Я вдыхаю соленый воздух, стараясь не прикусить язык. Пятнышко за кормой уже скрылось за белой завесой. По левому борту тянется недалекий остров. То, что издали казалось мне травой, оказывается огромными развесистыми пальмами. Говорят, на них кокосы растут. Их молоко очень вкусное. Вот бы попробовать настоящего. Не той искусственной дряни, что в супермаркете продается. С карабином на плече заглядываю в каюту. Осматриваюсь. Воды нет. Переборки вроде целы. Мишель по-прежнему на кровати. Острый запах рвоты. Не выдержала, бедняжка. Смотрит на меня. Замечает карабин. Глаза ее приобретают осмысленное выражение. И испуганное. И какая-то злая, отчаянная гримаса появляется на лице. Губы ее кривятся. Нет, она не плачет. Это что-то другое. Спешно делаю успокаивающий жест. Все нормально, милая. Мы смылись. Все по плану. Наверное, она просто загипнотизирована моим напряженным взглядом. Черты ее лица смягчаются. Вот сейчас она точно заплачет. Выдохлась моя баронесса. Нервы не выдержали. Из салонов да люксов и прямо в кровавую помойку. Тут кто хочешь сломается. Ничего, крошка. Мы еще повоюем. Я тебя не брошу. Когда ты со мной – мне ни черта не страшно.
– Я люблю тебя! – кричу изо всех сил. Мишель смотрит внимательно. Снова кричу. Она читает по губам. Грустная улыбка неожиданно трогает ее осунувшееся лицо. Она отвечает что-то. Я тоже умею читать по губам.
Сумасшедшая радость захлестывает меня. Ситуация – глупее не придумаешь. Двое в заблеванной каюте на изрешеченном пулями катере, несущемся черт-те куда и вот-вот готовом развалиться по запчастям на радость акулам, смотрят друг на друга и жестами обмениваются признаниями в любви. Краем сознания отмечаю, что я становлюсь жутко неуравновешенным типом. Дикое напряжение последних недель превращает мои нервы в звенящие струны. Я стал чрезмерно сентиментален. Приступы жалости к себе сменяются периодами необъяснимой кровожадности.
– Ты выглядишь, как ободранный пес, – показывает Мишель, улыбаясь.
– Посмотри на себя, помесь скунса и мокрой кошки.
– Дворняга…
– Мокрая мышь…
Смачиваю полотенце. Снова протираю ее лицо. В какое-то мгновенье, она высвобождает руку, ухватывает меня за мокрую штанину и прижимается лбом к моей ноге. Высвобождает руку? Катер сбавляет ход. Мчусь в рубку. Теперь можно разговаривать – Баба снизил скорость до каких-то двадцати узлов. Кажется, будто волны вокруг застыли.

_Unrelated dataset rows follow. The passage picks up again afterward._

Issue #4840, opened 2025-12-09
Moving to C++20


ax3l:
Hi,

@WeiqunZhang and I would like to start the discussion when people are ready to move to require C++20 for AMReX.

We have some optional recent features, like SIMD support, that already need C++20 when used. Generally, C++20 adds new features and math functions that we would like to exploit, as usual.

From looking at other projects reporting [regressions](https://github.com/openPMD/openPMD-api/issues/1720): The usual candidate that holds us back is the CUDA Toolkit deployed on HPC machines that we run production runs on. From what I saw, I think we need to require at least CUDA/NVCC 12.4.1, even though NVCC added C++20 support already in [CUDA 12.0+](https://gist.github.com/ax3l/9489132#device-side-c-standard-support).

Community: What are your thoughts? Any important machines holding you back?

BenWibking:
We have migrated Quokka to C++20 already. The issues we've seen are related to missing `<concepts>` and `<ranges>` headers on SLES 15 since the system libstdc++ is so old. No AMReX or GPU-specific issues so far.

The one other exception to this is when using `<ranges>` with HIP and libc++ (only): https://github.com/ROCm/rocm-systems/issues/2141. This is probably very uncommon in practice.

WeiqunZhang:
@BenWibking How do you work around the missing header issue?

BenWibking:
> [@BenWibking](https://github.com/BenWibking) How do you work around the missing header issue?

@WeiqunZhang On Frontier, it doesn't seem to be an issue with these modules:
```
module load PrgEnv-cray
module load cce/20.0.0
module load rocm/6.4.2
module load cmake/4.1.0
export CC=$(which hipcc)
export CXX=$(which hipcc)
```
I haven't tested other combinations.

In our SLES container (used for CI), I added `libstdc++6-devel-gcc13` with the system package manager, and that seems to just work without changing anything else:
https://github.com/quokka-astro/quokka/blob/1dcebb5ac78db19d127a2205a5ac8e63951eba8e/.devcontainer/rocm-container/Dockerfile#L79

mirenradia:
[...]

PR #4842, opened 2025-12-10
Workaround for MSVC

WeiqunZhang:
This is needed for MSVC, because it does not seem to handle `using MLLinOpT<MF>::setLevelBC` correctly.

Additional background: https://github.com/BLAST-WarpX/warpx/issues/6406

### DIFF
--- a/Src/LinearSolvers/MLMG/AMReX_MLCellLinOp.H
+++ b/Src/LinearSolvers/MLMG/AMReX_MLCellLinOp.H
@@ -55,7 +55,7 @@ public:
                      const AMF* robinbc_b = nullptr,
                      const AMF* robinbc_f = nullptr)
     {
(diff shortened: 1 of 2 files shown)


ax3l (approved):
Thank you for digging into this!

I just reminded myself: the issue is that MSVC does a somehow no-standard/weird two-phase name lookup when dealing with C++ templates, which delays almost all template validation until instantiation...

There might be flag for modern MSVC, `/permissive-` or so, that makes it standard compliant. I think it would be possible for all our toolchains and deployments if we would require this for our code, but the devil is always in the detail, especially when it comes to working with third party include headers, too. We would have to test.
https://learn.microsoft.com/en-us/cpp/overview/visual-cpp-language-conformance?view=msvc-170
https://learn.microsoft.com/en-us/cpp/build/reference/permissive-standards-conformance?view=msvc-170

ax3l:
I saw googling somewhere that template standard compliance might be automatic in MSVC once we switch to C++20 #4840. To be seen :D

PR #4844, opened 2025-12-11
fix: `SpMatrix::prepare_comm` in case of no communication necessary

julien-fausty-gev:
## Summary

Currently, when computing matrix vector multiplication on the CPU, the `amrex::SpMV` method can accesses memory of the input vector wherever the matrix has non zero column indices if the matrix is distributed but does not need any communication to do the multiplication. This can lead to errors since accessing out of bounds memory is UB and can effectively lead to completely wrong results.

This contribution proposes first a fix by adding an else clause for the case where there are only local non-zero values in the matrix.

This commit also proposes to put the OpenMP loop one loop higher to avoid excessive thread spawning at this local matrix multiplication.

## Checklist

– Что случилось? – спрашиваю я. – Мы же вроде оторвались?
– Смотри туда, – и шкипер показывает в небо, где примерно в миле от нас разворачивается красивый клуб белого дыма.
– Малая универсальная ракета «Оса», – синхронно комментирует Триста двадцатый.
– Предупредительный огонь. Приехали, Юджин, – устало говорит Баба. – Это уже третий разрыв. Если не повернем назад, они нас уделают. Только что передали. Они не шутят.
Непонимающе смотрю на него.
– Предупредительный огонь?
– Точно.
– Где сейчас сторожевик? Он в пределах прямой видимости?
– Ты что, нет конечно. До него миль двадцать-двадцать пять. Еще и остров нас закрывает. Да ему и не нужна прямая видимость. Он нас миль за сорок достанет.
– Это малая универсальная ракета, Баба. Класс «Оса». В зависимости от типа боевой части применяется против авиации, живой силы и легкобронированных целей. Ей требуется визуальное наведение. Ты хочешь сказать, что они нас по спутнику выцеливают? Или через высотного корректировщика? Не смеши меня – откуда такие навороты у нищей береговой охраны?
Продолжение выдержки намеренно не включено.